Some components have a variety of binding sites. In the classical pathway, C4 binds to Ig-associated C1q and C1r2s2 enzyme cleaves C4 to C4b and 4a. C4b binds to C1q, antigen-associated Ig (specifically to its Fc portion), and even to the microbe surface. C3b binds to antigen-associated Ig and to the microbe surface. Ability of C3b to bind to antigen-associated Ig would work effectively against antigen-antibody complexes to make them soluble.
Regulation[edit]
The complement system has the potential to be extremely damaging to host tissues, meaning its activation must be tightly regulated. The complement system is regulated by complement control proteins, which are present at blood plasma and host cell membrane.[34] Some complement control proteins are present on the membranes of self-cells preventing them from being targeted by complement. One example is CD59, also known as protectin, which inhibits C9 polymerization during the formation of the membrane attack complex. The classical pathway is inhibited by C1-inhibitor, which binds to C1 to prevent its activation.[35] Another example, is a plasma protein called, Factor H (FH), which has a key role in down-regulating the alternative pathway.[36] Factor H, along with another protein called Factor I, inactivates C3b, the active form of C3. This process prevents the formation of C3 convertase and halts the progression of the complement cascade. C3-convertase also can be inhibited by decay accelerating factor (DAF), which is bound to erythrocyte plasma membranes via a GPI anchor.[35]

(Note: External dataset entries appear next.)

PR #91, opened 2016-01-20
Fix empty batch insert issue

anusudarsan:
Insert into Teradata would fail when calling ps.executeBatch() on an
emtpy batch.
https://forums.teradata.com/forum/connectivity/terajdbc-13-10-00-32-error-1382-sqlstate-hy000-the-batch-is-empty. So fix this in tempto.


cawallin:
looks good!

tempto-core/src/main/java/com/teradata/tempto/internal/fulfillment/table/jdbc/JdbcTableManager.java
```diff
@@ -1,4 +1,5 @@
 /*
+/*
```
maciejgrzybek: Too many `/*`s, isn't it?

PR #93, opened 2016-02-10
runner: add possibility for user to specify own parameters

kokosing:
runner: add possibility for user to specify own parameters


arhimondr:
lgtm

PR #95, opened 2016-02-15
Handle Xattrs were attribute is not set.

kokosing:
Handle Xattrs were attribute is not set.


cawallin:
Does this handle the following issue? https://jira.td.teradata.com/jira/browse/SWARM-1838 (underlying https://issues.apache.org/jira/browse/HDFS-7997)

kokosing:
@cawallin yes it does.

pnowojski:
lgtm

PR #148, opened 2016-08-10
Open connection to db only when queries are executed

### LINKED ISSUE #142: Lazy initialization of databases from configuration.yaml
When there are no tests scheduled for execution using database  configured in yaml configuration, the database should not be connected.
E.g.:
tempto yaml:
```yaml
databases:
  default:
    alias: presto

  hive:
    host: hadoop-master

  mysql:
    jdbc_driver_class: com.mysql.jdbc.Driver
    jdbc_url: jdbc:mysql://mysql:3306/test
    jdbc_user: root
```

running only Hive tests (e.g. `TestAllDatatypesFromHiveConnector.java`) MySQL instance shouldn't be expected to run.

kokosing:
Open connection to db only when queries are executed

Fixes #142


tempto-examples/src/main/resources/tempto-configuration-wrong.yaml
```diff
@@ -0,0 +1,84 @@
+# This configuration contains only presto and hive configured correctly
```
losipiuk: Give it more meaningful name.
Genrally we want to allow only specific misconfigurations in yaml file. 
And this tests suggests that any errors are good.

PR #153, opened 2016-08-25
Raise an exception when no tests executed

kokosing:
Raise an exception when no tests executed


ArturGajowy:
I think this is a sane default, but should come with an option to allow no tests executed, e.g. `-DfailOnNoTest=false`. Ohterwise this will wreck people's git rebase -x / git bisect workflows.

ArturGajowy:
Ohterwsie LGTM :)

kokosing:
thanks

Modulation of the body by complement with infection[edit]
Excessive complement activity contributes to severe Covid-19 symptoms and disease.[51] Although complement is intended to protect the body systems, under stress there can be more damage than protection. Research has suggested that the complement system is manipulated during HIV/AIDS, in a way that further damages the body.[52]
Role in the brain[edit]
Research from over the last decade has shown that complement proteins of the classical complement pathway have an important role in synaptic pruning in the brain during early development.[53][54]